Scene: Fact-Finding Trip
The great real life journalism movies tend to focus on stories of monumental impact. Films like Spotlight or The Insider or All the President's Men are about reporters tangling with the most powerful institutions in America and uncovering scandals that affect the lives of millions.
And yet, for all their importance, I find myself thinking about those films less frequently than I think about Billy Ray’s Shattered Glass, which details a comparatively minor subject. Why is this story the one that haunts my thoughts? I was not one of Stephen Glass’s readers. Had it not been for the film I might never had heard of the wunderkind journalist who turned out to be a rampant fabulist, publishing at least twenty-seven whole or partly fabricated stories as fact during his time at The New Republic magazine...
No doubt a big part of the reason for the film's stickiness is its close-up look at the pathology at play. Instead of battling some abstract foe entrenched in distant halls of power, the heroes of Ray’s film are in an unwitting struggle with the sociopath one office over. Nowhere is this examination more excruciating than the scene where Glass’s editor Chuck Lane takes him out on a fact-finding trip in an attempt to patch up some the holes in a story of Glass’s that has started springing leaks.
Prior to this scene, Shattered Glass has taken its time watching Glass's rising star as he’s publishing killer story after killer story, endearing himself to colleagues with his self-effacing modesty, racking up victories because, as a former fact-checker himself, he knew how to game the system. Now, when one of his fantasies is challenged, we see how he transitions from offense to defense, and it’s a fascinating study in manipulation. In a DVD commentary track Lane refers to Glass’s maneuver as “retreating to a defensible position”. Every time he’s about to be truly busted, he cops to the offense, makes up a new story, and preemptively chastises himself, saying he understands why you’re mad at him. The last part is crucial. Throughout the film “Are you mad at me?” is Glass’s refrain. More than engaging people's reflexive pity it reframes his offenses as a matter of emotions not principle, a situation from which he can wriggle free easier.
It is extremely satisfying to watch this weasel get methodically cornered by Peter Sarsgaard’s Chuck Lane into admitting that his raucous piece “Hack Heaven” about middle-school-aged hacker terrorizing corporations is brazenly exaggerated bullshit. But this victory is short-lived when one realizes the disturbing truth that Lane won the skirmish but is losing the war because he is still buying into the big lie which is the persona of Glass himself. It will be a few more scenes before Lane realizes how many layers deep the deception goes, and that the tearful Glass in front of him, distraught with regret, is in fact a misdirect from the darker truth of Glass the soulless climber who manufactured the story whole cloth and has done so many times before.
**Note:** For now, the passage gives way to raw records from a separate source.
PR #4024, opened 2026-02-11
Libraries: Rudp function

thethunderturner:
implementation for GetStatus; gets called by Death Stranding


src/core/libraries/np/np_manager.cpp
```diff
@@ -700,22 +682,11 @@ struct NpStateCallbackForNpToolkit {
...
-
 s32 PS4_SYSV_ABI sceNpCheckCallback() {
-    LOG_DEBUG(Lib_NpManager, "(STUBBED) called");
-
-    std::scoped_lock lk{g_np_callbacks_mutex};
-
-    for (auto i : g_np_callbacks) {
-        (i.second)();
+    if (!g_signed_in) {
+        return ORBIS_NP_ERROR_NOT_INITIALIZED;
```
kalaposfos13, line 712: This should be ORBIS_NP_ERROR_SIGNED_OUT, no?

thethunderturner: UHm, I thought i reverted this changed as its technically not part of Rudp but whatever.
I will check again and let you know

thethunderturner: No, its correct as far as i can see

StevenMiller123: This does seem wrong though. How are you checking for this?

StevenMiller123: I can't check decomp at the moment, so I could be wrong

StevenMiller123:
I'll test this with some of my titles when I have a chance, should be around 4 hours from now.

src/core/libraries/rudp/rudp.cpp
```diff
@@ -43,62 +68,102 @@ s32 PS4_SYSV_ABI sceRudpEnd() {
...
+u32 Func_0100d870(uintptr_t globalContextListPtr) {
+    if (globalContextListPtr == 0) {
+        return 0;
+    }
+
+    u32* countPtr = reinterpret_cast<u32*>(globalContextListPtr + 8);
+    return *countPtr;
+}
+
+void Func_0101a5e0(s32* sentQualityLevel4Packets, s32* rcvdQualityLevel4Packets, s32* allocs,
```
StevenMiller123: If possible, it would be nice to have a proper name for this internal function.

src/core/libraries/rudp/rudp.cpp
```diff
@@ -43,62 +68,102 @@ s32 PS4_SYSV_ABI sceRudpEnd() {
...
 
-s32 PS4_SYSV_ABI sceRudpGetStatus() {
-    LOG_ERROR(Lib_Rudp, "(STUBBED) called");
-    return ORBIS_OK;
+u32 Func_0100d870(uintptr_t globalContextListPtr) {
+    if (globalContextListPtr == 0) {
+        return 0;
+    }
+
+    u32* countPtr = reinterpret_cast<u32*>(globalContextListPtr + 8);
```
StevenMiller123, line 124: This function appears to be unused in your code, is there a reason you've added it?

src/core/libraries/rudp/rudp.cpp
```diff
@@ -43,62 +68,102 @@ s32 PS4_SYSV_ABI sceRudpEnd() {
...
+
+s32 PS4_SYSV_ABI sceRudpGetStatus(OrbisRudpStatus* status, size_t statusSize) {
+    std::lock_guard lock(g_RudpMutex);
+
+    if (!g_isRudpInitialized) {
+        return ORBIS_RUDP_ERROR_NOT_INITIALIZED;
+    }
+
+    int result = ORBIS_RUDP_ERROR_INVALID_ARGUMENT;
+    if (status != (OrbisRudpStatus*)nullptr && statusSize - 1 < 0xf8) {
```
StevenMiller123: No point in casting a nullptr, you're not going to get a compiler warning for just leaving it as-is.

StevenMiller123 (changes requested):
Some nitpicks

src/core/libraries/rudp/rudp.cpp
thethunderturner: Ok, my IDE automatically suggested it, so I went with it. I will roll it back

src/core/libraries/rudp/rudp.cpp
thethunderturner: the function should've been called by `status->currentContexts = ...` ut I forgot to change it

src/core/libraries/rudp/rudp.cpp
```diff
@@ -43,62 +68,102 @@ s32 PS4_SYSV_ABI sceRudpEnd() {
...
+s32 PS4_SYSV_ABI sceRudpGetSizeWritable(int context_id) {
     LOG_ERROR(Lib_Rudp, "(STUBBED) called");
     return ORBIS_OK;
 }
 
-s32 PS4_SYSV_ABI sceRudpGetStatus() {
-    LOG_ERROR(Lib_Rudp, "(STUBBED) called");
-    return ORBIS_OK;
+u32 RudpGetContextCount(uintptr_t globalContextListPtr) {
+    if (globalContextListPtr == 0) {
```
StevenMiller123, line 120: This is always going to return 0, since your context is null.
I suggest looking into what the context struct would look like, so this function doesn't involve arbitrary nasty pointer offsets.

src/core/libraries/rudp/rudp.cpp
```diff
@@ -43,62 +68,102 @@ s32 PS4_SYSV_ABI sceRudpEnd() {
...
+
+    if (!g_isRudpInitialized) {
+        return ORBIS_RUDP_ERROR_NOT_INITIALIZED;
+    }
+
+    int result = ORBIS_RUDP_ERROR_INVALID_ARGUMENT;
+    if ((status != (OrbisRudpStatus *)0x0) && (statusSize - 1 < 0xf8)) {
+        std::memcpy(status, &g_rudpStatusInternal, statusSize);
+
+        status->currentContexts = static_cast<s32>(RudpGetContextCount(reinterpret_cast<uintptr_t>(g_RudpContext)));
```
StevenMiller123, line 151: I'm not particularly fond of needing to typecast the rudp context to fit into a function that's designed for it.
Again, probably just needs a struct added.

src/core/libraries/rudp/rudp.cpp
```diff
@@ -43,62 +68,102 @@ s32 PS4_SYSV_ABI sceRudpEnd() {
...
+    if (allocs)
+        *allocs = g_state.allocs.load();
+    if (frees)
+        *frees = g_state.frees.load();
+}
+
+s32 PS4_SYSV_ABI sceRudpGetStatus(OrbisRudpStatus* status, size_t statusSize) {
+    std::lock_guard lock(g_RudpMutex);
+
+    if (!g_isRudpInitialized) {
```
StevenMiller123, line 143: With how barebones this implementation is, I think we should keep an error log for this function.

StevenMiller123 (changes requested):
This probably is going to break more than it helps, since you've yet to implement sceRudpInit in any form.
I suggest at least stubbing that function so sceRudpGetStatus isn't returning errors it shouldn't hit.

src/core/libraries/rudp/rudp.cpp
StevenMiller123: My point wasn't to change nullptr to 0, it was to stop casting nullptr to OrbisRudpStatus* 😅 
Modern compilers will implicitly cast the nullptr, which is easier to look at in my opinion (and matches most nullptr checks we do)

src/core/libraries/np/np_manager.cpp
StevenMiller123: Can confirm, this is incorrect. The check performed by libSceNpManager is effectively checking if the library was initialized, not if you're signed in to PSN.

Image

Image

georgemoralis:
nice try but nothing that can be merged in the near future , reopen it if you have some more progress on it

PR #4027, opened 2026-02-12
Lib.Pad: Check handle in scePadRead, scePadReadState

StevenMiller123:
Real library checks against the (up to 16) opened handles it can store. We still don't have proper handle logic though, so just reject handle values below 1.
This fixes input issues on the title screen of A KING'S TALE: FINAL FANTASY XV


StevenMiller123:
Also fixes UE input duplication.
image

PR #4154, opened 2026-03-20
WAW perf fixup

Kravickas:
Don't barrier every render target (different race issue) that causes heavy performance regressions.
Vertex explosions are ''correct'' with AMD GPU in Persona etc. (different issue)


bigol83:
Performance is restored for me on nvidia rtx 3060 and Bloodborne

PR #4155, opened 2026-03-20
Initial Openal (Part 2  of 0.15.1 branch)

georgemoralis:
This adds openal backend . 

To be merged after part 1


StevenMiller123 (commented):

In the years since Shattered Glass’s 2003 release I’ve reversed my opinion on Hayden Christensen’s performance in the title role. At first blush I thought he was overplaying Glass’s shiftiness, making it so obvious that no one could plausibly be taken in. Now I respect Christensen’s acting choices. Glass’s ingratiating personality was just another fabrication, and even casual interactions pass through several layers of calculation so he should feel a bit off all the time. We can spot the glimmer of satisfaction as his performance is having the desired effect, but who knew to watch for it then?
And of course it is glaringly obvious in hindsight, because these things always are. How often do you check to see if your friends and coworkers are fake to the core? How often do you pause to consider how terrifyingly fragile the institutions that prop up our society really are? I mean, who has the time? Christensen and Ray turn Glass into a version of Hitchcock’s famous bomb under the table, the danger we in the audience know about, but to which the characters on screen are oblivious and we shout at the screen to “Look out!” as they are taken in by another of Glass’s fictions.